#### Material for this exercise
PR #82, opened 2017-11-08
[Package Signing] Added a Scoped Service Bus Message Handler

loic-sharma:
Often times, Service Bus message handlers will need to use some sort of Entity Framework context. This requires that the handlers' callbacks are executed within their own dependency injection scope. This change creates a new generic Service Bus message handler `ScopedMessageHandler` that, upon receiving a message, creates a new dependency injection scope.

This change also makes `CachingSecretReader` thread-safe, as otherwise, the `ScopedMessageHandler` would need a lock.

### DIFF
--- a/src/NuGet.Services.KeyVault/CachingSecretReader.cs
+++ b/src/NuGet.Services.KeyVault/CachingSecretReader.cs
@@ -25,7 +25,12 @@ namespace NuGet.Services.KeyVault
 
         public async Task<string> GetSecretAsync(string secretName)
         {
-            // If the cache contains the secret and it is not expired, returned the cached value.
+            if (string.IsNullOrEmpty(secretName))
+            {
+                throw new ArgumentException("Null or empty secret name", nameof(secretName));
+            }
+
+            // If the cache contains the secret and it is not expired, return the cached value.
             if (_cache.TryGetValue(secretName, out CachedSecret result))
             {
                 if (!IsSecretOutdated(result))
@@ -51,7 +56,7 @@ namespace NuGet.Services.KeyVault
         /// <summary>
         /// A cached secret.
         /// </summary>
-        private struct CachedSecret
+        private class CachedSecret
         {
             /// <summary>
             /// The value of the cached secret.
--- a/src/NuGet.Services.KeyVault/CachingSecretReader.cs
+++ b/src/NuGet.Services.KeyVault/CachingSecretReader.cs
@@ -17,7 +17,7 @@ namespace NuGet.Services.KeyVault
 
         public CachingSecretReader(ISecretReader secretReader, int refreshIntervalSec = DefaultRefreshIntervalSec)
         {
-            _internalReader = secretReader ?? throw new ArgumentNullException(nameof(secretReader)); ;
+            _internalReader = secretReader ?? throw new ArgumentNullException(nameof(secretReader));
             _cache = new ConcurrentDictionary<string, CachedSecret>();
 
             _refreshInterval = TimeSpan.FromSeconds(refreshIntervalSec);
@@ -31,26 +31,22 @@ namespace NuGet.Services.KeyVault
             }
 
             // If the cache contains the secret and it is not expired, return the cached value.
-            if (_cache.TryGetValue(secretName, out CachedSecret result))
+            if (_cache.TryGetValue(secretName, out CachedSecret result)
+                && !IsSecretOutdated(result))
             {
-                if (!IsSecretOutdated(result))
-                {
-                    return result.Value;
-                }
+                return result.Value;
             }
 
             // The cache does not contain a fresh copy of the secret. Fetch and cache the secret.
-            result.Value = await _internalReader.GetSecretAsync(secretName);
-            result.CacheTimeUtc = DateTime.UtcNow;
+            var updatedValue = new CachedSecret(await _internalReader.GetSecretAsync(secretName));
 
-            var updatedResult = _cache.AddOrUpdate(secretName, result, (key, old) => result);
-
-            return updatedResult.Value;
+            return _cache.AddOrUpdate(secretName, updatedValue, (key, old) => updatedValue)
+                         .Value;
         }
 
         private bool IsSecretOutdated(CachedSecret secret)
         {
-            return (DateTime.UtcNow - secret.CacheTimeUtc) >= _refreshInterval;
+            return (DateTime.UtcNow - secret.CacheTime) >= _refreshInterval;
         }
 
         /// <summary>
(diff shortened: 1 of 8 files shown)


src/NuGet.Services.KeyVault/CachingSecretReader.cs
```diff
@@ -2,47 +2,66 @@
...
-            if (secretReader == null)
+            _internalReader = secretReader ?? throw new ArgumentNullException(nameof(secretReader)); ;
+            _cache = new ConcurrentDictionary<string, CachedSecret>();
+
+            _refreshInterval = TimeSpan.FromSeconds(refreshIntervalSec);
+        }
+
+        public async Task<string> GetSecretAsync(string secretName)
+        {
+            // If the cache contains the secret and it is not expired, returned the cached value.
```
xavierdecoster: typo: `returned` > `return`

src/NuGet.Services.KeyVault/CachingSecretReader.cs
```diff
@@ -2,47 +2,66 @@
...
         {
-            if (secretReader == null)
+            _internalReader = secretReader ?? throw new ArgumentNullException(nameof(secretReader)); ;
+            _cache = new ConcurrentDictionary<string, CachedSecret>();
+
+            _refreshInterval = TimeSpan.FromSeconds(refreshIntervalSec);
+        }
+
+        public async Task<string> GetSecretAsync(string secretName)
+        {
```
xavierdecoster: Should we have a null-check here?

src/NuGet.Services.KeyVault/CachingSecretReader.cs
########
Scan the records above for the string "returned", and copy every line where it turns up.

-            // If the cache contains the secret and it is not expired, returned the cached value.
+            // If the cache contains the secret and it is not expired, returned the cached value.
xavierdecoster: typo: `returned` > `return`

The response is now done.